Era um farol simples, pequeno, que mais se parecia com um míssil preso ao chão. Enferrujado e sem cor, fazia acontecer à noite um belo espetáculo, ou devia, pois naquele instante o que se podia degustar era uma linda manhã.
Aquele farol, pelo menos pra mim, marcava uma grande fase da vida impossível de se resumir. Mas em pequenas palavras o que posso oferecer é uma relação de dependência. Meu espírito dependia daquele momento, meu coração dela dependia. Éramos jovens e sete, mas a maior parte do tempo tive a ilusão de estarmos a sós em meio aquele mar de expectativas.
Seus cabelos não cansavam de bailar, deixando as ondas, que pela rotina cismavam em bater nas rochas, enciumadas. O vento era agradável, numa velocidade suficiente para que a dança pudesse ser suave, assim como seu rosto que se escondia atrás dos óculos por um motivo aparente. Vestida com sua saída de banho que mais parecia massagear sua pele dando um leve contorno em suas curvas tão libidinosas, fotografei-a em meus sonhos e em minha mente para que toda via pudesse vê-la sempre que a lembrasse.
E hoje eu me lembro.
Lembro dela sentada na pedra, ao lado do farol, de frente pro mar. Lembro da ponte de madeira com algumas ripas quebradas, das fotos tiradas por João, alguém especial que, se não fosse por ele, jamais estaria vivenciando aquele instante divino. Lembro do horizonte, do sol a procura de espaço, da chuva em plena tarde, da ilha repleta de casinhas de madeiras e outras de alvenarias, do porto, das brincadeiras em alto mar, das águas vivas, do local abandonado, da trilha, do medo de segui-la, do gosto de água salgada. Ah… Como eu lembro. Desejando que tudo pudesse voltar a acontecer todos os dias, ou que aquele dia jamais pudesse ter fim.
Sei que não é o fim, porque dela necessito. O que vem dela é o que me inspira a ser feliz. Mas o dia na ilha ficará marcado para sempre em minha memória. Será o início, independente de como ou do quê.

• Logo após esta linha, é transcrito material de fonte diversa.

PR #1147, opened 2019-10-08
Feature/update crash models

achocron:
Small PR to update crash models.


achocron:
Files in the folder `scripts/generated/Models` are the untouched autogenerated classes. Please do not request changes on those ones since they must remain the same as what was output by the tool.

PR #1148, opened 2019-10-08
Feature/uwp crash metadata refactor only

achocron:
This contains the initial round of refactoring required for UWP to augment crash logs. Currently, there is no behavior change. But don't review until the models PR has been merged and feature/uwp-crash-metadata updated.


michaelsmitha:
Instances of `saveWrapperException` and `loadWrapperException` need to save/load a string instead of utf-8 byte array

PR #1151, opened 2019-10-08
Send extra info for crash/error when .NET native is used

guperrot:
[AB#69733](https://msmobilecenter.visualstudio.com/454a20a9-dfe6-4c1f-8ae8-417f76adb472/_workitems/edit/69733)


SDK/AppCenterCrashes/Microsoft.AppCenter.Crashes.UWP/Utils/ErrorLogHelperPart.cs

Pode-se apreciar minha exatidão ao ponto de julgar-me um bobo, petulante satisfação, pois não ligo. A começar por mim, pela minha própria manifestação em dizer que sou assim, errante, simples, um cara que vive sempre por detrás das sombras esperando a felicidade trazer um pouco de luz em vida. Sei o quanto minhas idéias são surtadas, contraditórias a de grandes vencedores, mas em mim não há de ser diferente, esse é o meu jeito, sou platéia, sou o mostro de mil cabeças sempre aguardando o grande final.

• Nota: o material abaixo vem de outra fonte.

PR #1159, opened 2019-10-11
nuspec change for UWP symbolication

dhei:

## Related PRs or issues

[AB#69735](https://msmobilecenter.visualstudio.com/454a20a9-dfe6-4c1f-8ae8-417f76adb472/_workitems/edit/69735)

### DIFF
--- a/nuget/AppCenterCrashes.nuspec
+++ b/nuget/AppCenterCrashes.nuspec
@@ -43,7 +43,6 @@
     <!-- UWP -->
     <file src="$uwp_dir$/Microsoft.AppCenter.Crashes.dll" target="lib/uap10.0" />
     <file src="$uwp_dir$/Microsoft.AppCenter.Crashes.xml" target="lib/uap10.0" />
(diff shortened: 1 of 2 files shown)


nuget/AppCenterCrashes.nuspec
```diff
@@ -38,6 +43,7 @@
     <!-- UWP -->
     <file src="$uwp_dir$/Microsoft.AppCenter.Crashes.dll" target="lib/uap10.0" />
     <file src="$uwp_dir$/Microsoft.AppCenter.Crashes.xml" target="lib/uap10.0" />
+    <file src="SDK/AppCenterCrashes/Microsoft.AppCenter.Crashes.UWP/Properties/Microsoft.AppCenter.Crashes.UWP.rd.xml" target="lib/uap10.0/Microsoft.AppCenter.Crashes/Properties/Microsoft.AppCenter.Crashes.rd.xml" />
```
guperrot: Remove anything related to the RD file and then we can merge that to the feature branch. Just confirmed it does not solve the exception we are seeing, and the exception is actually recovered (if no debugger attached it would not break into exceptions and everything works, no need to bump sdk version, no need for rd.xml file).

Mas aquele farol. Eu me lembro. Foi o dia em que eu deixei meus problemas em algum canto do armário, peguei minha mochila que, de tanto entusiasmo, cabia-se somente duas peças de roupa. Havia algo em mim que se via de longe, do horizonte talvez… e sendo na ponte ou na pedra, no saveiro ou no oceano, não importava o quanto era vislumbraste a visão que podia se ter daquela ilha tão mágica, nem se era possível ver as cachoeiras, o pôr do sol, o casal de namorados a beira de uma praia deserta… nada disso importava ou não se valia a pena, porque em meio a aquelas belezas naturais, lá estava ela, expondo sem sentir toda a sua perfeição. Eu não havia mais o que olhar. Eu não havia mais o que fazer se não sentir a brisa e o cheiro que dissipavam de seus cabelos.

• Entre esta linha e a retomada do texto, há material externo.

PR #1176, opened 2019-10-24
[1DS] Rewrite Start parsing function.

annakocheshkova:

## Description

[AB#71453](https://msmobilecenter.visualstudio.com/454a20a9-dfe6-4c1f-8ae8-417f76adb472/_workitems/edit/71453)

### DIFF
--- a/SDK/AppCenter/Microsoft.AppCenter.Shared/AppCenter.cs
+++ b/SDK/AppCenter/Microsoft.AppCenter.Shared/AppCenter.cs
@@ -43,9 +43,14 @@ namespace Microsoft.AppCenter
 
             // Create a dictionary choosing the last secret value for each key. If the key has more than one secret value then select the last of them.
             var secretsDictionary = secretsGroup.ToDictionary(pair => pair.Key, pair => pair.Last().Last());
-            if (secretsDictionary.ContainsKey(TargetKeyName) || secretsDictionary.ContainsKey(AppSecretKeyName))
+            if (secretsDictionary.ContainsKey(TargetKeyName))
             {
-                AppCenterLog.Debug(AppCenterLog.LogTag, "Found named identifier in the secret; using as-is.");
+                AppCenterLog.Debug(AppCenterLog.LogTag, "Found 'target=' identifier in the secret; using as-is.");
+                return secrets;
+            }
+            if (secretsDictionary.ContainsKey(AppSecretKeyName))
+            {
+                AppCenterLog.Debug(AppCenterLog.LogTag, "Found 'appSecret=' identifier in the secret; using as-is.");
                 return secrets;
             }
             var platformSecret = string.Empty;
--- a/SDK/AppCenter/Microsoft.AppCenter.Shared/AppCenter.cs
+++ b/SDK/AppCenter/Microsoft.AppCenter.Shared/AppCenter.cs
@@ -15,8 +15,8 @@ namespace Microsoft.AppCenter
     {
         const string SecretDelimiter = ";";
         const string PlatformKeyValueDelimiter = "=";
-        const string TargetPostfix = "Target";
-        const string SecretPostfix = "appSecret";
+        const string TargetPostfix = "target";
+        const string SecretPostfix = "appsecret";
 
         // Gets the first instance of an app sceret and/or target token corresponding to the given platform name, or returns the string 
         // as-is if no identifier can be found. Logs a message if no identifiers can be found.
@@ -43,43 +43,35 @@ namespace Microsoft.AppCenter
 
             // Create a dictionary choosing the last secret value for each key.
             var secretsDictionary = secretsGroup.ToDictionary(pair => pair.Key.Trim(), pair => pair.Last().Last().Trim(), StringComparer.OrdinalIgnoreCase);
-
-            var parseErrorMessage = $"Error parsing key for '{platformIdentifier}'";
-            if (secretsDictionary.ContainsKey(TargetPostfix.ToLower()) || secretsDictionary.ContainsKey(SecretPostfix.ToLower()))
+            if (!secretsDictionary.ContainsKey(TargetPostfix) || !secretsDictionary.ContainsKey(SecretPostfix))
             {
                 AppCenterLog.Debug(AppCenterLog.LogTag, "Found named identifier in the secret; using as-is.");
                 return secrets;
             }
-
             var platformSecret = string.Empty;
             var platformTargetToken = string.Empty;
-            bool foundSecret = false;
-            bool foundTarget = false;
             if (secretsDictionary.ContainsKey(platformIdentifier))
             {
-                foundSecret = secretsDictionary.TryGetValue(platformIdentifier, out platformSecret);
+                secretsDictionary.TryGetValue(platformIdentifier, out platformSecret);
             }
             if (secretsDictionary.ContainsKey(platformTargetIdentifier))
             {
-                foundTarget = secretsDictionary.TryGetValue(platformTargetIdentifier, out platformTargetToken);
+                secretsDictionary.TryGetValue(platformTargetIdentifier, out platformTargetToken);
             }
-            var foundNoneOfTheKeys = !foundTarget && !foundSecret;
-            var bothKeysAreEmpty = string.IsNullOrEmpty(platformSecret) && string.IsNullOrEmpty(platformTargetToken);
-
-            if (foundNoneOfTheKeys || bothKeysAreEmpty)
+            if (string.IsNullOrEmpty(platformSecret) && string.IsNullOrEmpty(platformTargetToken))
             {
-                throw new AppCenterException(parseErrorMessage);
+                throw new AppCenterException($"Error parsing key for '{platformIdentifier}'");
             }
 
             // Format the string as "appSecret={};target={}" or "target={}" if needed.
-            if (platformTargetToken.Length > 0)
+            if (string.IsNullOrEmpty(platformTargetToken))
             {
-                //If there is an app secret
+                // If there is an app secret
                 if (platformSecret.Length > 0)
                 {
                     platformSecret = SecretPostfix + PlatformKeyValueDelimiter + platformSecret + SecretDelimiter;
                 }
-                platformSecret += TargetPostfix.ToLower() + PlatformKeyValueDelimiter + platformTargetToken;
+                platformSecret += TargetPostfix + PlatformKeyValueDelimiter + platformTargetToken;
             }
             return platformSecret;
         }
--- a/SDK/AppCenter/Microsoft.AppCenter.Shared/AppCenter.cs
+++ b/SDK/AppCenter/Microsoft.AppCenter.Shared/AppCenter.cs
@@ -60,10 +60,10 @@ namespace Microsoft.AppCenter
             {
                 foundTarget = secretsDictionary.TryGetValue(platformTargetIdentifier, out platformTargetToken);
             }
-            var foundSomething = foundTarget || foundSecret;
-            var someKeyExists = !string.IsNullOrEmpty(platformSecret) || !string.IsNullOrEmpty(platformTargetToken);
+            var foundNoneOfTheKeys = !foundTarget && !foundSecret;
+            var bothKeysAreEmpty = string.IsNullOrEmpty(platformSecret) && string.IsNullOrEmpty(platformTargetToken);
 
-            if (!foundSomething || !someKeyExists)
+            if (foundNoneOfTheKeys || bothKeysAreEmpty)
             {
                 throw new AppCenterException(parseErrorMessage);
             }
--- a/SDK/AppCenter/Microsoft.AppCenter.Shared/AppCenter.cs
+++ b/SDK/AppCenter/Microsoft.AppCenter.Shared/AppCenter.cs
@@ -38,7 +38,7 @@ namespace Microsoft.AppCenter
             var platformTargetIdicator = platformTargetIdentifier + "=";
             var secretIdx = secrets.IndexOf(platformIndicator, StringComparison.Ordinal);
             var targetTokenIdx = secrets.IndexOf(platformTargetIdicator, StringComparison.Ordinal);
-            var targetIdx = secrets.IndexOf(targetKeyword.toLowerCase(), StringComparison.Ordinal);
+            var targetIdx = secrets.IndexOf(targetKeyword.ToLower(), StringComparison.Ordinal);
             if (secretIdx == -1 && targetTokenIdx == -1 && targetIdx == -1)
             {
                 throw new AppCenterException(parseErrorMessage);
--- a/SDK/AppCenter/Microsoft.AppCenter.Shared/AppCenter.cs
+++ b/SDK/AppCenter/Microsoft.AppCenter.Shared/AppCenter.cs
@@ -36,10 +36,10 @@ namespace Microsoft.AppCenter
                 return secrets;
             }
 
-            Dictionary<string, string> secretsDictionary = secrets.Split(SecretDelimiter)
-            .Select(value => value.Split(PlatformKeyValueDelimiter))
-            .GroupBy(p => p[0], StringComparer.OrdinalIgnoreCase)
-            .ToDictionary(pair => pair.Key, pair => pair.Last()[1], StringComparer.OrdinalIgnoreCase);
+            var secretsDictionary = secrets.Split(SecretDelimiter)
+                                           .Select(value => value.Split(PlatformKeyValueDelimiter))
+                                           .GroupBy(p => p[0] ?? "", StringComparer.OrdinalIgnoreCase)
+                                           .ToDictionary(pair => pair.Key, pair => pair.Last().Last(), StringComparer.OrdinalIgnoreCase);
 
             var parseErrorMessage = $"Error parsing key for '{platformIdentifier}'";
             if (secretsDictionary.ContainsKey(TargetPostfix.ToLower()) || secretsDictionary.ContainsKey(SecretPostfix.ToLower()))
@@ -60,8 +60,10 @@ namespace Microsoft.AppCenter
             {
                 foundTarget = secretsDictionary.TryGetValue(platformTargetIdentifier, out platformTargetToken);
             }
+            var foundSomething = foundTarget || foundSecret;
+            var someKeyExists = !string.IsNullOrEmpty(platformSecret) || !string.IsNullOrEmpty(platformTargetToken);
 
-            if ((!foundSecret && !foundTarget) || (string.IsNullOrEmpty(platformSecret) && string.IsNullOrEmpty(platformTargetToken)))
+            if (!foundSomething || !someKeyExists)
             {
                 throw new AppCenterException(parseErrorMessage);
             }
--- a/SDK/AppCenter/Microsoft.AppCenter.Shared/AppCenter.cs
+++ b/SDK/AppCenter/Microsoft.AppCenter.Shared/AppCenter.cs
@@ -11,14 +11,17 @@ namespace Microsoft.AppCenter
     /// </summary>
     public partial class AppCenter
     {
-        const char delimiter = ';';
-        const string targetKeyword = "Target";
+        const char Delimiter = ';';
+        const string PlatformIndicator = '=';
+        const string TargetPostfix = "Target";
+        const string SecretPostfix = "appSecret";
 
         // Gets the first instance of an app sceret and/or target token corresponding to the given platform name, or returns the string 
         // as-is if no identifier can be found. Logs a message if no identifiers can be found.
         internal static string GetSecretAndTargetForPlatform(string secrets, string platformIdentifier)
         {
-            var platformTargetIdentifier = platformIdentifier + targetKeyword;
+            var platformTargetIdentifier = platformIdentifier + TargetPostfix
+    ;
             if (string.IsNullOrEmpty(secrets))
             {
                 throw new AppCenterException("App secrets string is null or empty");
@@ -26,7 +29,7 @@ namespace Microsoft.AppCenter
 
             // If there are no equals signs, then there are no named identifiers, but log a message in case the developer made 
             // a typing error.
-            if (!secrets.Contains("="))
+            if (!secrets.Contains(PlatformIndicator))
             {
                 AppCenterLog.Debug(AppCenterLog.LogTag, "No named identifier found in appSecret; using as-is");
                 return secrets;
@@ -34,11 +37,11 @@ namespace Microsoft.AppCenter
 
             var parseErrorMessage = $"Error parsing key for '{platformIdentifier}'";
 
-            var platformIndicator = platformIdentifier + "=";
-            var platformTargetIdicator = platformTargetIdentifier + "=";
+            var platformIndicator = platformIdentifier + PlatformIndicator;
+            var platformTargetIdicator = platformTargetIdentifier + PlatformIndicator;
             var secretIdx = secrets.IndexOf(platformIndicator, StringComparison.Ordinal);
             var targetTokenIdx = secrets.IndexOf(platformTargetIdicator, StringComparison.Ordinal);
-            var targetIdx = secrets.IndexOf(targetKeyword.ToLower(), StringComparison.Ordinal);
+            var targetIdx = secrets.IndexOf(TargetPostfix.ToLower(), StringComparison.Ordinal);
             if (secretIdx == -1 && targetTokenIdx == -1 && targetIdx == -1)
             {
                 throw new AppCenterException(parseErrorMessage);
@@ -58,7 +61,7 @@ namespace Microsoft.AppCenter
             }
             var platformSecret = FindTheKey(secretIdx, secrets);
             var platformTargetToken = FindTheKey(targetTokenIdx, secrets);
-            if (platformSecret == string.Empty && platformTargetToken == string.Empty)
+            if (string.IsNullOrEmpty(platformSecret) && string.IsNullOrEmpty(platformTargetToken))
             {
                 throw new AppCenterException(parseErrorMessage);
             }
@@ -69,9 +72,9 @@ namespace Microsoft.AppCenter
                 //If there is an app secret
                 if (platformSecret.Length > 0)
                 {
-                    platformSecret = "appSecret=" + platformSecret + ";";
+                    platformSecret = SecretPostfix + PlatformIndicator + platformSecret + Delimiter;
                 }
-                platformSecret += "target=" + platformTargetToken;
+                platformSecret += TargetPostfix.toLower() + PlatformIndicator + platformTargetToken;
             }
             return platformSecret;
         }
@@ -84,7 +87,7 @@ namespace Microsoft.AppCenter
                 while (keyIdx < secrets.Length)
                 {
                     var nextChar = secrets[keyIdx++];
-                    if (nextChar == delimiter)
+                    if (nextChar == Delimiter)
                     {
                         break;
                     }
--- a/SDK/AppCenter/Microsoft.AppCenter.Shared/AppCenter.cs
+++ b/SDK/AppCenter/Microsoft.AppCenter.Shared/AppCenter.cs
@@ -15,14 +15,14 @@ namespace Microsoft.AppCenter
     {
         const string SecretDelimiter = ";";
         const string PlatformKeyValueDelimiter = "=";
-        const string TargetPostfix = "target";
-        const string SecretPostfix = "appsecret";
+        const string TargetKeyName = "target";
+        const string AppSecretKeyName = "appsecret";
 
         // Gets the first instance of an app sceret and/or target token corresponding to the given platform name, or returns the string 
         // as-is if no identifier can be found. Logs a message if no identifiers can be found.
         internal static string GetSecretAndTargetForPlatform(string secrets, string platformIdentifier)
         {
-            var platformTargetIdentifier = platformIdentifier + TargetPostfix;
+            var platformTargetIdentifier = platformIdentifier + TargetKeyName;
             if (string.IsNullOrEmpty(secrets))
             {
                 throw new AppCenterException("App secrets string is null or empty");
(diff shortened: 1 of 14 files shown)


SDK/AppCenter/Microsoft.AppCenter.Shared/AppCenter.cs
```diff
@@ -31,31 +33,70 @@ internal static string GetSecretForPlatform(string secrets, string platformIdent
...
+                    var nextChar = secrets[targetTokenIdx++];
+                    if (nextChar == ';')
+                    {
+                        break;
+                    }
 
-                platformSecret += nextChar;
+                    platformTargetToken += nextChar;
+                }
             }
```
MatkovIvan: Looks like code dup. Move it to a new function

SDK/AppCenter/Microsoft.AppCenter.Shared/AppCenter.cs
```diff
@@ -31,31 +33,70 @@ internal static string GetSecretForPlatform(string secrets, string platformIdent
             var parseErrorMessage = $"Error parsing key for '{platformIdentifier}'";
 
             var platformIndicator = platformIdentifier + "=";
+            var platformTargetIdicator = platformTargetIdentifier + "=";
             var secretIdx = secrets.IndexOf(platformIndicator, StringComparison.Ordinal);
-            if (secretIdx == -1)
+            var targetTokenIdx = secrets.IndexOf(platformTargetIdicator, StringComparison.Ordinal);
+            if (secretIdx == -1 && targetTokenIdx == -1)
             {
                 throw new AppCenterException(parseErrorMessage);
```
MatkovIvan: I guess the input like `"target={}"` should return as-is without any exception

SDK/AppCenter/Microsoft.AppCenter.Shared/AppCenter.cs
```diff
@@ -11,10 +11,14 @@ namespace Microsoft.AppCenter
     /// </summary>
     public partial class AppCenter
     {
-        // Gets the first instance of an app secret corresponding to the given platform name, or returns the string 
+        const char delimiter = ';';
+        const string targetKeyword = "Target";
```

E daquele dia sobram-se apenas meio litro de esperança, algumas fotos e o cheiro de terra.
Nada mais.
Com alguns pensamentos em mente, dos quais, três deles foram ao lado do farol. São eles:
O tempo passa.
A vida acontece.
A distância separa.
Hoje meu coração está rompido. É nessas horas que pedimos para não termos memória. Aquele farol… eu me lembro. As pessoas não fazem o que deveriam fazer.